Spagoot

Cooking spaghetti for the first time. Im a noob. Any tips?

Other urls found in this thread:

youtube.com/watch?v=UerBCXHKJ5s
youtube.com/watch?v=WJCOm9XQ7kw
thedomesticgeek.com/archives/17203
twitter.com/NSFWRedditVideo

Pre-packaged and canned or actually making noodles and sauce?

>put salt into the water only when it starts to boil
>stir pasta from time to time as it cooks
>a lot of garlic is good
>add basil, oregano etc to the sauce in the middle of cooking, not to early, not to late
>garlic goes before them
>spaghetti should be a little bit hard
>you can check how hard it is by taking a bit on the fork and putting under cold water from the tap
>it's really easy, hf

Have your sauce ready before the noodles and mix the noodles and sauce directly after you have drained them
Don't put oil in the water
Your pasta water should taste like the ocean (SALT THAT SHIT MY NIGGA)
Noodles keep cooking after you drain them so pull them out a little early
Shit is easy, but hard to do right.

>pic related is the way you put it into the water

It doesn't have to be so perfect, just not in one place. Obviously only put the spaghetti when the water is boiling.

>any tips?

Do not just leave it in the pot for a long time. Cook it for 10 minutes or so, test it to make sure its still a little chewy. You should be able to test the chewyness to the tooth. Thats what Al dente means. Also watch the pasta because the water has a tendency to foam and boil over all over your nice hob.

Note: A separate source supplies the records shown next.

PR #261, opened 2019-03-29
Remove unnecessary call to openssl_sys::init()

hvenev:
curl_global_init() alreary initializes OpenSSL correctly.

### DIFF
--- a/.travis.yml
+++ b/.travis.yml
@@ -19,6 +19,9 @@ matrix:
     - os: linux
       rust: stable
       env: TARGET=x86_64-unknown-linux-gnu DOCKER=linux64-curl NO_ADD=1
+    - os: linux
+      rust: stable
+      env: TARGET=x86_64-unknown-linux-gnu DOCKER=centos7 NO_ADD=1
     - os: osx
       rust: stable
       env: TARGET=x86_64-apple-darwin NO_ADD=1
--- a/build.rs
+++ b/build.rs
@@ -1,0 +1,26 @@
+use std::env;
+use std::str::FromStr;
+
+fn main() {
+    // OpenSSL >= 1.1.0 can be initialized concurrently and is initialized correctly by libcurl.
+    // <= 1.0.2 need locking callbacks, which are provided by openssl_sys::init().
+    match env::var("DEP_OPENSSL_VERSION") {
+        Ok(ver) => {
+            let ver = u32::from_str(&ver).unwrap();
+            if ver < 110 {
+                println!("cargo:rustc-cfg=need_openssl_init");
+            }
+        }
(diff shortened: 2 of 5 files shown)


alexcrichton:
Judging from https://github.com/alexcrichton/curl-rust/commit/86eeb2906e525176682e30981bfbe361bb1af04a, it looks like libcurl may not have always done this? It's probably best to leave it in unless it's harmful perhaps?

hvenev:
It has done it pretty much since the beginning - d300cf4d84182b111f6b364a89a9af00eca7f425 is the earliest record I could find.

One exception is when the system libcurl is built without OpenSSL (e.g. using GnuTLS, NSS, mbedTLS). In this case initializing OpenSSL makes even less sense.

This may break crates that use both curl and OpenSSL and rely on curl initializing OpenSSL in the case when curl is not built with openssl.

However, this PR, together with #260, can be used to effectively drop the dependency on openssl-sys.

alexcrichton:
I sort of distinctly remember though adding this in to fix issues that arose in the ecosystem. I don't currently have the time to dig those up again but unless there's a concrete reasons to do this I'd prefer to leave it as is

hvenev:
The problem is that `openssl_sys::init()` used to do quite a lot more: [openssl-v0.8.0:openssl-sys/src/lib.rs:505](https://github.com/sfackler/rust-openssl/blob/652326003cefe215dbfc838051e6114515cc5190/openssl-sys/src/lib.rs#L505)

alexcrichton:
Ok thinking more on this I believe this is also required for correctness. We need to make sure that for at least historical versions OpenSSL isn't concurrently initialized, but if one thread is using `openssl_sys::init` and another is in `curl_sys::init`, then they could both transitively initialize OpenSSL concurrently causing issues.

I think OpenSSL 1.1.0+ has fixes for all of this because it handles initialization itself and is threadsafe, but that's not necessarily entirely phased out yet.

For now I think we need to keep this, but it sounds like it's causing issues for you so maybe there's some other configuration we need to ensure that it's not pulled in when not necessary? Maybe we can detect the OpenSSL version and avoid calling it if it's above 1.1.0?

hvenev:
I added a build script that should detect the necessary conditions. I haven't tested the OpenSSL one because I don't have access to a machine with OpenSSL < 1.1.0 or LibreSSL. Can you test that?

We could also not use openssl-probe when the bundled libcurl and the system OpenSSL are used by building curl with CURL_CA_FALLBACK. That makes it tell OpenSSL to enable the default certs.

alexcrichton:
Looks good to me, thanks! For CURL_CA_FALLBACK, want to open a follow-up?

Also, while your at it, dont boil the sauce your using. It'll come out better if you only heat it slightly without causing it to bubble up / roll.

Also, try pesto some time. You dont even need to cook it. Just mix it in with the cooked spagetti.

Also, basil leafs go well with the spagetti, so you might want to buy one of those little basil plants.

If you overcook your pasta I will come to your house and slap you

There is no excuse

>Also, try pesto some time. You dont even need to cook it. Just mix it in with the cooked spagetti.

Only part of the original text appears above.